In recent years, Uzbekistan has established itself as one of the most dynamically developing economies within the Shanghai Cooperation Organization (SCO). The country is not only becoming an active participant in trade flows but also a key platform for implementing large-scale investment initiatives. Its strategic geographic location, political stability, wide-ranging reforms, and favorable investment climate ensure a steady inflow of capital from all SCO member states.
By the end of 2024, Uzbekistan’s foreign trade turnover with SCO countries reached USD 32.5 billion, an increase of 1.4% compared to the previous year. In January–July 2025 alone, this figure rose by 15%, amounting to USD 20.8 billion, including USD 5.7 billion in exports and USD 15.1 billion in imports. This growth reflects not only expanding trade volumes but also deeper integration with key partners.
Expanding Investment Presence
The dynamics of investment are no less significant. Since the beginning of 2025, more than 1,300 new enterprises with SCO member-state participation have been established in Uzbekistan, bringing the total to over 9,900 companies-a 15% increase since the start of the year. Particularly notable is the growth of enterprises with 100% foreign ownership, which has exceeded 18%. This demonstrates investors’ confidence in Uzbekistan’s jurisdiction and their willingness to develop business both independently and through joint ventures.

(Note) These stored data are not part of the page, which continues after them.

PR #952, opened 2019-01-07
[AppVeyor Fix] Change environment variable _ROOT to _PATH

YanlongLi:
The AppVeyor build is broken due to
[changes of CMake 3.1.2](https://cmake.org/cmake/help/latest/policy/CMP0074.html).
and Windows Update Service is not properly restarted.
Seting CMP0074 to NEW and configuring Windows Update Service to auto start fix it.

### DIFF
--- a/appveyor.yml
+++ b/appveyor.yml
@@ -78,6 +78,8 @@
               BOND_BOOST: "1.63.0"
               BOND_CMAKE_FLAGS: "-DBOND_SKIP_CORE_TESTS=TRUE;-DBOND_SKIP_GBC_TESTS=TRUE"
     install:
+        - sc config wuauserv start= auto
+        - net start wuauserv
         - ps: >-
             if (-not $env:BOND_VS_VERSION)
             {
--- a/cmake/Config.cmake
+++ b/cmake/Config.cmake
@@ -1,5 +1,9 @@
 include (Compiler)
 
+if (POLICY CMP0074)
+    cmake_policy(SET CMP0074 NEW)
+endif()
+
 set (BOND_GBC_PATH_DESCRIPTION
      "Optional path to the gbc executable to use. If set, this gbc will be used when generating code from .bond files. If not set, then gbc will be built (and the Haskell toolchain will need to be present on the machine) and the gbc tests will be run.")
 
--- a/compiler/CMakeLists.txt
+++ b/compiler/CMakeLists.txt
@@ -1,5 +1,9 @@
 cmake_minimum_required (VERSION 2.8.12)
 
+if (POLICY CMP0074)
+    cmake_policy(SET CMP0074 NEW)
+endif()
+
 set (CMAKE_MODULE_PATH
     ${CMAKE_CURRENT_SOURCE_DIR}/../cmake)
 


appveyor.yml
```diff
@@ -31,7 +31,7 @@
 
     environment:
         global:
-            STACK_ROOT: "c:\\sr"
+            STACK_PATH: "c:\\sr"
```
chwarr: `STACK_ROOT` is a [special environment variable for the stack tool](https://docs.haskellstack.org/en/stable/GUIDE/#setting-stack-root-location). We've set it to something short, as we have run into `MAX_PATH` issues in the past. It looks like stack and CMake are going to conflict. My proposal would be to change this to something like `STACK_ROOT_LOCATION` and use the `BOND_STACK_OPTIONS` CMake variable to set this when we invoke CMake by [adding it to `$cmakeFlags` around line 202](https://github.com/Microsoft/bond/blob/bd4b46e78a82dd3a38b52b00233a1a22047014d2/appveyor.yml#L202):

    $cmakeFlags += "-DBOND_STACK_OPTIONS=${env:STACK_ROOT_LOCATION}"

appveyor.yml
```diff
@@ -78,6 +78,8 @@
               BOND_BOOST: "1.63.0"
               BOND_CMAKE_FLAGS: "-DBOND_SKIP_CORE_TESTS=TRUE;-DBOND_SKIP_GBC_TESTS=TRUE"
     install:
+        - sc config wuauserv start= auto
```
chwarr: Interesting... How did you figure out that the Windows Update service was causing problems?

YanlongLi: I got error message "ERROR: Update KB3035131 installation failed (exit code 1058)." in the build log,
Issue was addressed here cocur/slugify#193

chwarr: Weird... Thanks for the details.

appveyor.yml
```diff
@@ -132,6 +134,9 @@
 
                 $env:BOOST_ROOT = $boostLoc['BOOST_ROOT']
                 $env:BOOST_LIBRARYDIR = $boostLoc['BOOST_LIBRARYDIR'][$env:BOND_ARCH]
+
+                # SET(CMAKE_INCLUDE_PATH ${CMAKE_INCLUDE_PATH} $env:BOOST_ROOT)
```
chwarr: Let's remove this commented out code.

chwarr:
The current warnings are due to boringssl's use of `/Wall` and the new off-by-default [C5045](https://docs.microsoft.com/en-us/cpp/error-messages/compiler-warnings/c5045?view=vs-2017). This was fixed in boringssl in commit 189270cd190267f5bd60cfe8f8ce7a61d07ba6f4, which was picked up in gRPC v1.14.0.

Let me take your work here and try to upgrade to the current version of gRPC, 1.17.0.

appveyor.yml
YanlongLi: Removed, seems we don't need to change _ROOT suffix, don't know why but it seems works, PointCloudLibrary/pcl/issues/2425

YanlongLi:
> 
> 
> The current warnings are due to boringssl's use of `/Wall` and the new off-by-default [C5045](https://docs.microsoft.com/en-us/cpp/error-messages/compiler-warnings/c5045?view=vs-2017). This was fixed in boringssl in commit 189270cd190267f5bd60cfe8f8ce7a61d07ba6f4, which was picked up in gRPC v1.14.0.
> 
> Let me take your work here and try to upgrade to the current version of gRPC, 1.17.0.

Cool.

YanlongLi:
Fix will be included in #953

Russia and China remain the largest sources of investment. Moscow traditionally leads in industry, energy, metallurgy, and mechanical engineering, while also advancing digital technologies. Beijing serves as a key driver of innovation, investing actively in IT, green energy, and transport projects. The cumulative volume of Chinese investments has exceeded USD 60 billion, including automotive manufacturing and joint electric vehicle production. Russian businesses, in turn, are strengthening their positions in oil and gas, machinery, and education, creating a sustainable basis for long-term cooperation.
Kazakhstan holds a special position due to mutual investment flows: more than 1,100 Kazakh-owned enterprises operate in Uzbekistan, while Uzbek businesses are actively expanding in Kazakhstan. This reciprocal model is shaping a common economic space, particularly in logistics and digitalization. Belarus, Tajikistan, and Kyrgyzstan contribute smaller investment volumes, but their role in mechanical engineering, energy, trade, and services remains significant. Meanwhile, Iran and India are expanding their presence in industry, pharmaceuticals, and high-tech sectors, while Pakistan invests in textiles, agriculture, and trade. Together, these complementary areas form a diversified investment landscape.
A New Focus: Tourism
Beyond industry and energy, tourism has emerged as a new vector of cooperation. SCO countries are investing in hotels, tourism complexes, and transport infrastructure. Uzbekistan’s rich historical and cultural heritage is transforming tourism into a new driver of economic growth. The development of tourism clusters in Samarkand, Bukhara, and Khiva has the potential to attract millions of travelers and, in the long term, generate revenues comparable to those of the industrial sector.
Conclusion
Recent experience shows that SCO member-state investments encompass nearly every sector of Uzbekistan’s economy—from heavy industry and machinery to pharmaceuticals, digital technologies, and tourism. Russia provides a solid industrial foundation, China drives innovation, Kazakhstan strengthens logistics and digital projects, while other member states build their niches in energy, agriculture, and services.
The main conclusion is clear: Uzbekistan is emerging as an economic bridge between East and West, and partnership within the SCO is becoming a strategic guarantee of sustainable development, paving the way for sectoral diversification, the growth of enterprises, and the expansion of technological potential.